# I need a cry and a vent



## BabyRue (Jun 5, 2012)

I am throwing in the towel on forums. Well except for this one and the depression forum I am on.

I can not believe that people who call themselves adults can be so wrapped up into creating lynch mobs and bullying other members! To the point of attacking personal struggles a person is going through.

Why are people so hypocritical? They talk about how they are anti bullying and then in the next thread go and bully other members. 

I am not going to go into details of what has caused this vent. I am going to stick to being some anonymous person who randomly posts about their rabbit *sigh*


----------



## agnesthelion (Jun 5, 2012)

I am on a couple other forums as well. One of which can get pretty heated as well.

I have had my feelings hurt on this unamed forum by other posters, and admittedly, I've probably hurt other people's feelings too even if I didn't realize it.

I am sorry for your bad experience. This sounds very cliche but it really is so true....you just can't let it bother you.

Online conversation is very different than real life. For one, people are much more courageous and may say "meaner" things than they would in real life (not that that makes it okay) and in addition it is hard to convey tone online AND people make assumptions about other posters that could be so far from the truth. And then, if none of those things apply, then there are just jerks and weirdos out there that get a kick out of being mean online and if that's the case they don't matter anyway,

Do your best to rise above people like that. Don't let it stress you. And lastly, pet your bun...that always makes me smile


----------



## BabyRue (Jun 5, 2012)

I wish it was something as simple as being a few nasty words. But it is a lot more. I just said forget it. I am done and thats it. I don't need that forum. It just bites because I have been there a long time.

And id love to snuggle and pet Rue but she is in her terrible toddler phase lol. She is squirmy and bites and chews everything in site haha


----------



## MarisaAndToby (Jun 6, 2012)

This is one of many reasons why I love RO. I rarely see people pick fights or make nasty comments, and everyone is really careful to try not to offend and are quick to apologize if it seems they have hurt someone's feelings. 

RO is such a friendly place; it's a nice change of pace from most places on the interwebs.


----------



## Bonnie Lee (Jun 6, 2012)

I'm sorry you have to experience that in other forums 

The forums my boyfriend goes on seems as if there's always
that one person that wants to spark up an argument to
make everyone upset. it's not fair.

I agree with what Marissa said, RO is a really nice forum
although I've never joined any other forums in my life.
:hug2:


----------



## galinfla (Jun 6, 2012)

I'm sorry to hear you're having those problems. There are some people out there who use the anonymity of the internet to reveal all of the ugliness inside of them. 

What you must do is remember that such people aren't happy. Happy people don't have to be snarky. They don't feel the need to belittle others.

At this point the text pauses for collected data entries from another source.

PR #780, opened 2024-12-02
Fix/textual changes

EdoStorm96:
**NOTE: DEPLOYING THIS REQUIRES RUNNING `loaddata`**

Woops I did it again ...

Yeah, so I thought let's fix all the textual changes in one branch, but it did become quite big, because there were more and more textual changes dripping in ... Because I wanted to fix the translations for the textual changes, I also did a lot of other unrelated translations, mostly concerning the attachments. There is nothing too crazy going on here, but it is a lot. Good luck with the review!

Something to note:
So I was working on django.po (the first time) and had everything done, but then I realised it would be nice for you to have a commit of the auto-generated django.po, for review purposes. So I stashed my edited django.po, committed the auto-generated one and applied my stash. This caused merge conflicts, where I always went with the changes from my stash of course. However I did not realise that where there were no merge conflicts, it would just merge them of course. Because of this, in my edited django.po, it looks like there is a whole bunch of untouched fuzzy translations, but these translations are actually correct. I only realised this on my second pass of django.po ... Which is when I removed them.


main/templates/main/index.html
```diff
@@ -71,7 +71,7 @@ <h2>{% trans "Voordat je begint" %}</h2>
                             Gebruik de juiste (meest recente)
                             <a href="https://intranet.uu.nl/documenten-ethische-toetsingscommissie-gw"
                                target="blank">voorbeelddocumenten</a>
-                            voor de <em>informed consent</em>. (de laatstse versie is van <u>december 2021</u>)
+                            voor de <em>bijlagen</em>. (de laatstse versie is van <u>december 2021</u>)
```
miggol, line 74: Best to update this date. The intranet site says last updated October 3rd 2024

observations/models.py
```diff
@@ -83,9 +83,9 @@ class Observation(SettingModel):
     is_nonpublic_space = models.BooleanField(
         _("Wordt er geobserveerd in een niet-openbare ruimte?"),
         help_text=_(
-            "Bijvoorbeeld er wordt geobserveerd bij iemand thuis, \
-tijdens een hypotheekgesprek, tijdens politieverhoren of een forum waar \
-een account voor moet worden aangemaakt."
+            "Bijvoorbeeld er wordt geobserveerd bij iemand thuis, tijdens een "
```
miggol, line 86: I would like a colon after "Bijvoorbeeld:", or perhaps "Er wordt bijvoorbeeld geobserveerd..."

miggol (approved):
Very very nice.

When reviewing I just went through the changes, didn't go through every issue to see if everything was addressed. I only found two minor issues so I'm approving.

One method I've found for dealing with jerks is to be friendly. It completely disarms them. For example, this one guy I knew years ago used to pick fights with everybody. I always ignored him, but that didn't work. He'd still say mean things about/ to me. One day, I started telling him I thought he was great and that I cared for him. At first, he was more hostile, but I kept at it. By the end of the month, he had stopped being mean to me. He didn't become friendly, but kind of acted like I wasn't even there. Every now and then, he'd make some half hearted attempt, and I'd always follow it with, "but You know I love you" or some such thing. He'd go right back to pretending I didn't exist.


----------



## fuzz16 (Jun 6, 2012)

My friend recently posted something ona mom forum for help...i was sooo upset reading how people responded to her making her out to be a horrible person. And these people wrre her friends...it really upset her for a couple weeks and she felt so betrayed. It makes it hard asking for help when you get backlash. I refuse to join people forums for this reason. I stay kinda invisible on the forums so i never get the backlash. Its sad that there is no safe place to go though.


----------



## gmas rabbit (Jun 6, 2012)

People on this forum have a tendency to be supportive and friendly. I posted last week on Let you hare Down - Hats off to you at the Forum - just how I feel. I have found a good guideline in life is to not respond or be involved in those issues that you disagree with or upset you. Sorry that you have had a lousy experience.


----------



## Little_LongEared_Lover2931 (Jun 6, 2012)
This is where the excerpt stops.